_WHAT IS NEEDED_
Find all the lines in the entries below that hold the word "used" and copy them.

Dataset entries
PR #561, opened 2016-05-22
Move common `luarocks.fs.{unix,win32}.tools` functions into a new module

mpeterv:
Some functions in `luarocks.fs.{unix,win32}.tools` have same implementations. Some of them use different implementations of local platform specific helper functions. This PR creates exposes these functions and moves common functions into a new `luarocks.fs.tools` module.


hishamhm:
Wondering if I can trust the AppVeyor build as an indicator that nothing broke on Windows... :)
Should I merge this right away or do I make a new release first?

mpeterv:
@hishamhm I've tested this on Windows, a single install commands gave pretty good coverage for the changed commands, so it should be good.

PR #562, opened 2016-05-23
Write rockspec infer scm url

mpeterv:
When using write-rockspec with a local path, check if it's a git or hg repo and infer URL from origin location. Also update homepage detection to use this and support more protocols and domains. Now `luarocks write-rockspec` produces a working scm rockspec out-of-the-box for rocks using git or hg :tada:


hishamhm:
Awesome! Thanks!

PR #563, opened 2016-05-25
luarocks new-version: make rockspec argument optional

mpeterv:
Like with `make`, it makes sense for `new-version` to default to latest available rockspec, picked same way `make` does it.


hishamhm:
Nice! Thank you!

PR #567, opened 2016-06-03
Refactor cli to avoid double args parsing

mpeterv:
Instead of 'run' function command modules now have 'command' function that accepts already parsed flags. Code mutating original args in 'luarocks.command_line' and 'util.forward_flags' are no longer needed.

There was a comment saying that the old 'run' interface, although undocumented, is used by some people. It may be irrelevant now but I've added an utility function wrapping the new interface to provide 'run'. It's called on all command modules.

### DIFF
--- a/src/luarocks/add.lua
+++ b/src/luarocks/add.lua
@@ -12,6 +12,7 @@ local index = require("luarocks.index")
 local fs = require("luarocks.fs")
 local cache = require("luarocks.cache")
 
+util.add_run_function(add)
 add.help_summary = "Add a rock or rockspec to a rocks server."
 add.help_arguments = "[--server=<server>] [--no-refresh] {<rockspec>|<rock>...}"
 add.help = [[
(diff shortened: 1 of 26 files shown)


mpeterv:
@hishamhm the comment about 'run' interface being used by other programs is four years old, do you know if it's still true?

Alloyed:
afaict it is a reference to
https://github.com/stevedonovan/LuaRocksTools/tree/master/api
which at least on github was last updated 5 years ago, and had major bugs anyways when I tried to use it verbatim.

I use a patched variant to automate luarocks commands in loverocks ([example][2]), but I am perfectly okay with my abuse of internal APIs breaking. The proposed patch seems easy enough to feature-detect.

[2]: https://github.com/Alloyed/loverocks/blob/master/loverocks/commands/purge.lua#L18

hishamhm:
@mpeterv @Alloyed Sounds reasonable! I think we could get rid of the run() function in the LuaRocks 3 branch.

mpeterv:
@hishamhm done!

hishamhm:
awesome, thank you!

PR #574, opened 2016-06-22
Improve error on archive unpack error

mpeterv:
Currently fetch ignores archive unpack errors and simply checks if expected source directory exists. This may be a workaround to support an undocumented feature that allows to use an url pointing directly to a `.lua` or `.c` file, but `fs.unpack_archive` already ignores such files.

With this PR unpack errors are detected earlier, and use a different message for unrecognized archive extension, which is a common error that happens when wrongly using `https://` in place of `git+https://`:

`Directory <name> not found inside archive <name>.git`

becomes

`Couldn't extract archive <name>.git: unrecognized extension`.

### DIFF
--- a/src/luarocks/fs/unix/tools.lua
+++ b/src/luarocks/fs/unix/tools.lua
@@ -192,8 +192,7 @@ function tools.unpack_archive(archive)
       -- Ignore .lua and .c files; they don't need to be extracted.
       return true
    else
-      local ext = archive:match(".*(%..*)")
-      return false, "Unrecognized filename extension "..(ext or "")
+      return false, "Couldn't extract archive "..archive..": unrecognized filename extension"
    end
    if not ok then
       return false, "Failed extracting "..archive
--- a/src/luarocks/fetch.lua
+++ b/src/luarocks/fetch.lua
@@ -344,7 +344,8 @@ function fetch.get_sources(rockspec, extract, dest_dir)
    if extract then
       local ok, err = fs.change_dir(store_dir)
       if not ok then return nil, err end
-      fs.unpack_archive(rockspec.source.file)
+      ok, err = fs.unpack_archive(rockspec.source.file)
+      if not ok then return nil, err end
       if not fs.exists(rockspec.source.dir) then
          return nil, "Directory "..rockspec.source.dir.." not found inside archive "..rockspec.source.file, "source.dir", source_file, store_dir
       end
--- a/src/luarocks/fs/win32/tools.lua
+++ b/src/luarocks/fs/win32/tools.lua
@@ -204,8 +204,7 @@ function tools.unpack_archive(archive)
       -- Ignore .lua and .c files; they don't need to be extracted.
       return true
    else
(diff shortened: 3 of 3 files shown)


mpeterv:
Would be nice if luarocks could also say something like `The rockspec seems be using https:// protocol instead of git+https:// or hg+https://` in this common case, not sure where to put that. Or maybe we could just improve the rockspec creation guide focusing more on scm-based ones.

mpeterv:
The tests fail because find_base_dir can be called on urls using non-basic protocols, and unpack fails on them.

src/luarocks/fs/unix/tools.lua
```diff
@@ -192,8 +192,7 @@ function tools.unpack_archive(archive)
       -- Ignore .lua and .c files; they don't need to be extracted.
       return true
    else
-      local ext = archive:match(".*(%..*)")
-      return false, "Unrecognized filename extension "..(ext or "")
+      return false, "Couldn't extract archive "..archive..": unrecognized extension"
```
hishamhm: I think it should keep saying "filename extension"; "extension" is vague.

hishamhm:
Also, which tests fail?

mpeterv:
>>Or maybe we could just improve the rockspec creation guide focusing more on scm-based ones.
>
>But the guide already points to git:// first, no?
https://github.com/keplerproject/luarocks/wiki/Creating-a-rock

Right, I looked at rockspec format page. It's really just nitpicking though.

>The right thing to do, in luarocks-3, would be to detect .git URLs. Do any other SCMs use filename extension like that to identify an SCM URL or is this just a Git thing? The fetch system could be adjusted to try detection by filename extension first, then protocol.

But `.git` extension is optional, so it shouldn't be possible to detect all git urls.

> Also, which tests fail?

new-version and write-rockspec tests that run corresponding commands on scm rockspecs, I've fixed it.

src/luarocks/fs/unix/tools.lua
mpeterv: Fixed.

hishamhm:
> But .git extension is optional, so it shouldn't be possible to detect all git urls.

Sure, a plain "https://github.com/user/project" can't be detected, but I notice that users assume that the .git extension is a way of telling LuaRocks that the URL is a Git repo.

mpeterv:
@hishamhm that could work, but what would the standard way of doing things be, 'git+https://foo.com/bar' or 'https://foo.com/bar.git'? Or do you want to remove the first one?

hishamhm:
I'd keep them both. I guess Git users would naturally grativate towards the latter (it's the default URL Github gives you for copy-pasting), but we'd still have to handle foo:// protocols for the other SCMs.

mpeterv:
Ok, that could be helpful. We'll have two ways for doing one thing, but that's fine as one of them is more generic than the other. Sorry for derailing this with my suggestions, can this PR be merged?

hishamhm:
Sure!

_COMPLETED TASK_
There was a comment saying that the old 'run' interface, although undocumented, is used by some people. It may be irrelevant now but I've added an utility function wrapping the new interface to provide 'run'. It's called on all command modules.
@hishamhm the comment about 'run' interface being used by other programs is four years old, do you know if it's still true?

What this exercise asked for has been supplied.